Common Pathway (Shared by Both Pathways)

  • Involves Factors X, V, II (prothrombin), and I (fibrinogen).

  • Factor X gets converted to Xa, activating prothrombin to thrombin (Factor IIa).

  • Thrombin facilitates the conversion of fibrinogen to fibrin, leading to clot formation.

  • Mnemonic: "Ten and five open the door, two and one hit the floor" refers to the critical factors involved in stabilization.

Coagulation Studies

  • Prothrombin Time (PT): measures the extrinsic pathway.

    • Normal range: 11-13.5 seconds.

    • Mnemonic: "Play Tennis" (activities outside).

    • Monitored for patients on anticoagulation therapy like Warfarin.

  • Partial Thromboplastin Time (PTT): measures the intrinsic pathway.

    • Normal range: 25-35 seconds.

    • Mnemonic: "Play Table Tennis" (activities inside).

    • Monitored for patients on heparin.

  • International Normalized Ratio (INR): standardizes PT results.

    • Normal INR is 0.8-1.2 for patients not on anticoagulants, higher for those on Warfarin to ensure therapeutic efficacy without excessive bleeding.

  • Fibrinogen: normal levels are typically between 200-400 mg/dL.

  • D-dimer: measures fibrinolysis and is elevated in clot breakdown situations such as DVTs (Deep Venous Thrombosis).

Pathologies Related to Coagulation

Liver Function Implications

  • The liver synthesizes most clotting factors and produces bile needed for vitamin K absorption.

  • Liver disease leads to decreased clotting factors, fibrinogen, and defective vitamin K absorption, increasing bleeding risk.

  • Management may include Vitamin K injections and fresh frozen plasma administration.

Thrombocytopenia

  • Defined as a low platelet count, which can lead to impaired hemostasis and increased bleeding risk.

  • Causes: May result from decreased production in the bone marrow (e.g., due to chemotherapy, bone marrow disorders, viral infections) or increased destruction/sequestration (e.g., immune thrombocytopenia, DIC, splenomegaly).

  • Symptoms: Often include petechiae, purpura, easy bruising, nosebleeds (epistaxis), and gum bleeding.

  • Management: Depends on the underlying cause and severity.

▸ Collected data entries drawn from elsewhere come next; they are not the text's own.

PR #2511, opened 2020-04-09
initial push for base review

JustinPihony:
This change is [Reviewable](https://reviewable.io/reviews/lbnl-ucb-sti/beam/2511)


nikolayilyin:
Accordingly to the first TODO.
Is there a special way to handle lambdas which are died by timeout? Like a specific lambda function which AWS call if another lambda function died by timeout. That would be a simple and elegant solution.
Or maybe we should just count for 10 minutes (or any other time) and then terminate a spot instance request.

Also, just a reminder: it is a good idea to warn a Gradle function user that spot instance request may take a lot of time.

JustinPihony:
@nikolayilyin This is the last issue I have....there might be a way to set up a cloudwatch....but that seems overly complicated....compared to option 2 - terminate spot instance before the timeout itself and error out. Would you concur with that analysis?

JustinPihony:
test!

JustinPihony:
test!

aws/src/main/python/beam_lambda/lambda_function.py
```diff
@@ -232,44 +336,90 @@ def deploy_spot_instance(script, instance_type, region_prefix, shutdown_behaviou
...
+            print 'Waiting 30 seconds to let spot fleet cancel and then shutting down due to getting too close to lambda timeout'
+            time.sleep(30)
+            exit(123)
+        else:
+            time.sleep(30)
+            spot = ec2.describe_spot_fleet_requests(SpotFleetRequestIds = [spot_fleet_req_id]).get('SpotFleetRequestConfigs')[0]
+            status = spot.get('ActivityStatus')
+            state = spot.get('SpotFleetRequestState')
+    if state != 'active' or status != "fulfilled":
         exit(1)
```
nikolayilyin, line 397: Can we be sure at that point we do not have any dangling instances?
Like request was fulfilled, but the instance is still initializing or something else.
If something like that happens then will our AWS-idle-notification catch that?

nikolayilyin:
> @nikolayilyin This is the last issue I have....there might be a way to set up a cloudwatch....but that seems overly complicated....compared to option 2 - terminate spot instance before the timeout itself and error out. Would you concur with that analysis?

Yep, the second approach looks simpler and because of that - better.
In any case it is possible to work with cloudwatch later if necessary.

aws/src/main/python/beam_lambda/lambda_function.py
JustinPihony: This is more of a failsafe - but I can add the cancel call to be safe - I think if it gets here then it failed altogether, though. But the idle check would indeed be the ultimate failsafe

It may involve platelet transfusions, corticosteroids, or immunoglobulin therapy.

Hemophilia

  • A group of inherited genetic disorders that impair the body's ability to make blood clots, a process needed to stop bleeding.

  • Types:

    • Hemophilia A: Deficiency in Factor VIII. Most common type.

    • Hemophilia B: Deficiency in Factor IX. Also known as Christmas disease.

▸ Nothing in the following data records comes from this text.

PR #2517, opened 2020-04-10
An attempt to fix `akka.actor.InvalidActorNameException`

REASY:
This change is [Reviewable](https://reviewable.io/reviews/lbnl-ucb-sti/beam/2517)


JustinPihony:
Test!

JustinPihony:
For posterity - in case the build falls out of scope:

> PersonAgentSpec:
> A PersonAgent
> should know how to take a walk_transit trip when it's already in its plan *** FAILED *** (3 seconds, 15 milliseconds)
> java.lang.AssertionError: assertion failed: timeout (3 seconds) during expectMsgClass waiting for class beam.agentsim.agents.vehicles.TransitReservationRequest
> ...
> should also work when the first bus is late *** FAILED *** (3 seconds, 24 milliseconds)

...

> PersonAndTransitDriverSpec:
> A PersonAgent
> should know how to take a walk_transit trip when it's already in its plan *** FAILED *** (6 seconds, 75 milliseconds)


But there are plenty of actor errors that I do not believe were there...but maybe were?

REASY:
Closed in favor of https://github.com/LBNL-UCB-STI/beam/pull/2534. Instead of introducing unique name, @dimaopen just made sure that actor got terminated. https://github.com/akka/akka/issues/24165#issuecomment-360046988 is stated that this would work in case if Terminated received by parent actor and this is exactly our case.

PR #2522, opened 2020-04-10
also collect non-work activity data from NHTS

zneedell:
`activity-intercepts` and `activity-params` are the two input files taken by the secondary activity generation module, `activity-calibration-values` gives values for the average trip distance and average number of trips per capita to access different activity types.

---
This change is [Reviewable](https://reviewable.io/reviews/lbnl-ucb-sti/beam/2522)


zneedell:
Test!

PR #2532, opened 2020-04-15
Use now for ride hail reservation time

colinsheppard:
During trip planning (in ChoosesMode) we build a trip with legs that looks like e.g. WALK,RIDE_HAIL,WALK. When we do this we make the start time of the WALK leg be “now” and start time of the RIDE_HAIL be set to the pickup time, which therefore allows our mode choice alg to include wait time in the option.

So far so good. 

But then when we execute the trip we are taking the dummy WALK leg which takes 0 seconds and we are sending a reservation request to RHM with the start time of the RIDE_HAIL leg as the requested departure time. So this is a problem because the RHM takes requested departure time on faith and won’t dispatch a vehicle more quickly even if it were possible.

---
This change is [Reviewable](https://reviewable.io/reviews/lbnl-ucb-sti/beam/2532)


wrashid:
Test!

PR #2548, opened 2020-04-20
Performance improvement for RideHailFleetAnalysis

nikolayilyin:
Performance improvements mostly contain getting rid of creating intermediate collections and unnecessary type castings.

The whole algorithm contains a part that collects and group events and the part which processes collected events. The part which processes collected events is called very often. Once per group of events. For big simulation there are lots of groups, so, every taken action in the part which process group of events is expensive, especially creating new collections and unnecessary type casting.

So, mostly, the performance improvement was made by getting rid of zipWithIndex and getting events fields values directly from fields instead of 'event.getAttributes.get(<field name>)' method.

Also big performance improvement was achieved by parallel processing of events groups and with non-blocking adding results of such processing to the final array of values.

Also inactive tests for RideHailFleetAnalysis added. 
The reason why tests are inactive: the tests were created to check if code returns the same metrics from analyzing the same events file. So, in order to work the tests require a preselected events file and hardcoded values, generated based on events file, to check. Having preselected events file in git repo is not a good idea, so, the tests are inactive and only for manual usage. 

---
This change is [Reviewable](https://reviewable.io/reviews/lbnl-ucb-sti/beam/2548)


nikolayilyin:
According to synthetic tests performance improvement is about 5 times.
According to production runs (production/sfbay/smart/smart-baseline.conf) performance degradation when collecting RH EV-CAV metrics is about 3% for iteration execution time.

nikolayilyin:
test!

nikolayilyin:
test!

PR #2550, opened 2020-04-20
wait time fix 

haitamlaarabi:
a recent update to matching algorithms allowed situations where a dropoff can happen before a pickup. This led to the agent to be stuck Waiting forever to be picked up, causing multiple tests to fail.
Longer duration of wait time increased the chance of these situations to happen as the solution search space increases.

---
This change is [Reviewable](https://reviewable.io/reviews/lbnl-ucb-sti/beam/2550)


haitamlaarabi:
Test!

haitamlaarabi:
Test!

PR #2595, opened 2020-05-01
Refactor - 20 small improvements

carloscaldas:
This change is [Reviewable](https://reviewable.io/reviews/lbnl-ucb-sti/beam/2595)

### DIFF
--- a/src/main/java/beam/analysis/plots/RealizedModeAnalysis.java
+++ b/src/main/java/beam/analysis/plots/RealizedModeAnalysis.java
@@ -458,7 +458,7 @@ public class RealizedModeAnalysis extends BaseModeAnalysis {
                 if (benchMarkData.get(d) == null) {
                     builder.append(",0.0");
                 } else {
-                    builder.append("," + benchMarkData.get(d) * 100 / sum);
+                    builder.append(",").append(benchMarkData.get(d) * 100 / sum);
                 }
             }
             out.write(builder.toString());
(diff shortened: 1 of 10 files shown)


wrashid:
Test!

src/main/java/beam/analysis/plots/RealizedModeAnalysis.java
```diff
@@ -453,12 +453,12 @@ public void writeToReferenceCSV() {
...
 
             StringBuilder builder = new StringBuilder("benchmark");
-            double sum = benchMarkData.values().stream().reduce((x, y) -> x + y).orElse(0.0);
+            double sum = benchMarkData.values().stream().reduce(Double::sum).orElse(0.0);
             for (String d : cumulativeReferenceMode) {
                 if (benchMarkData.get(d) == null) {
                     builder.append(",0.0");
                 } else {
-                    builder.append("," + benchMarkData.get(d) * 100 / sum);
+                    builder.append(",").append(benchMarkData.get(d) * 100 / sum);
```
JustinPihony, line 461: Is this more performant? It seems to me that it would be better to concatenate inside the string?

carloscaldas: @JustinPihony it is more performant. Concatenating inside the string generates one String object that is appended afterwards and discarded. With the change there is no redundant object creation

PR #2600, opened 2020-05-01
keep track of vehicles not in beamVehicles due to Missing ChargingPlugOutEvents

### LINKED ISSUE #2533: Missing ChargingPlugOutEvents
Hello BEAM team,

I am using beam to simulate the ev charging infrastructure in Munich for my student thesis and encountered an issue with missing ChargingPlugOut Events. 
For the majority of charging events everything works fine. Vehicles get plugged in, plugged out and a RefuelSession Event occurs.

But if the agent tries to charge his vehicle at the last activity of the day AND this activity is a home activity, the vehicle never gets plugged out and its fuel level at the end of the iteration doesn’t get updated. 

I linked a code segment inside the PersonAgent.scala class which intends to handle charging events at the end of the iteration. As far as I could tell, the vehicle is still connected to the charging point when this loop is executed, but it is no longer assigned to this PersonAgent if the last activity is a ‘Home’ activity. If the last activity is of type ‘Other’ for example, the vehicle is still assigned to the agent at this point and everything works fine.

https://github.com/LBNL-UCB-STI/beam/blob/0bea90e5ae351c8940c854a93b1381352afaf66e/src/main/scala/beam/agentsim/agents/PersonAgent.scala#L436-L449

The unassignment happens here

https://github.com/LBNL-UCB-STI/beam/blob/0bea90e5ae351c8940c854a93b1381352afaf66e/src/main/scala/beam/agentsim/agents/PersonAgent.scala#L1002-L1006

Is this behaviour intended? If yes, is there an alternative way to finish every charging process at the end of an iteration?

Thanks in advance.

haitamlaarabi:
Closes #2533

---
This change is [Reviewable](https://reviewable.io/reviews/lbnl-ucb-sti/beam/2600)


JustinPihony:
Should we write these out somewhere?

haitamlaarabi:
Test!

PR #2621, opened 2020-05-06
fix average speed vs freeflow speed graph

rajnikantsh:
This change is [Reviewable](https://reviewable.io/reviews/lbnl-ucb-sti/beam/2621)


rajnikantsh:
close via https://github.com/LBNL-UCB-STI/beam/pull/2625

PR #2623, opened 2020-05-06
Add percentToSimulate to beam-template.conf

### LINKED ISSUE #2553: Make Experiment_5_0 parameterized
Experiment_5_0 is hardcoded to have only 10 iterations of routing assignments, 10% of people loaded on each iteration:
https://github.com/LBNL-UCB-STI/beam/blob/b3716666f526afe70c54cf0adda643c0fbd2ad37/src/main/scala/beam/physsim/jdeqsim/RelaxationExperiment.scala#L424

Instead of that let's allow for the user to provide an array of the percentages of people to _simulate_ at that iteration. The number of iterations will be derived from the length of that array. 
This will allow getting rid of `Experiment_5_1` and using this approach instead.

Parameter name: `beam.physsim.relaxation.experiment5_0.percentToSimulate = []`

Once this parameter is implemented, it has to be passed to ApproxPhyssim: https://github.com/LBNL-UCB-STI/beam/blob/b3716666f526afe70c54cf0adda643c0fbd2ad37/src/main/scala/beam/physsim/jdeqsim/RelaxationExperiment.scala#L424

Notes:
- If the sum is not 100% than re-normalize assuming it is weights
- It is expected that the sum of percents should be 100
- The total number of iterations is equal to the length of the array

crixal:
Closes #2553 

This change is [Reviewable](https://reviewable.io/reviews/lbnl-ucb-sti/beam/2623)


crixal:
Test!

crixal:
optional annotation is used because default value for list type is not available. I create issue with this problem.

crixal:
Test!

JustinPihony:
Test!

    • Hemophilia C: Deficiency in Factor XI. Less severe than A or B.

  • Symptoms: Characterized by prolonged bleeding episodes after injury, surgery, or even spontaneously, especially into joints and muscles.

  • Management: Primarily involves replacement therapy of the deficient clotting factor, either on demand to stop bleeding or prophylactically to prevent bleeding episodes. Desmopressin may be used for mild Hemophilia A.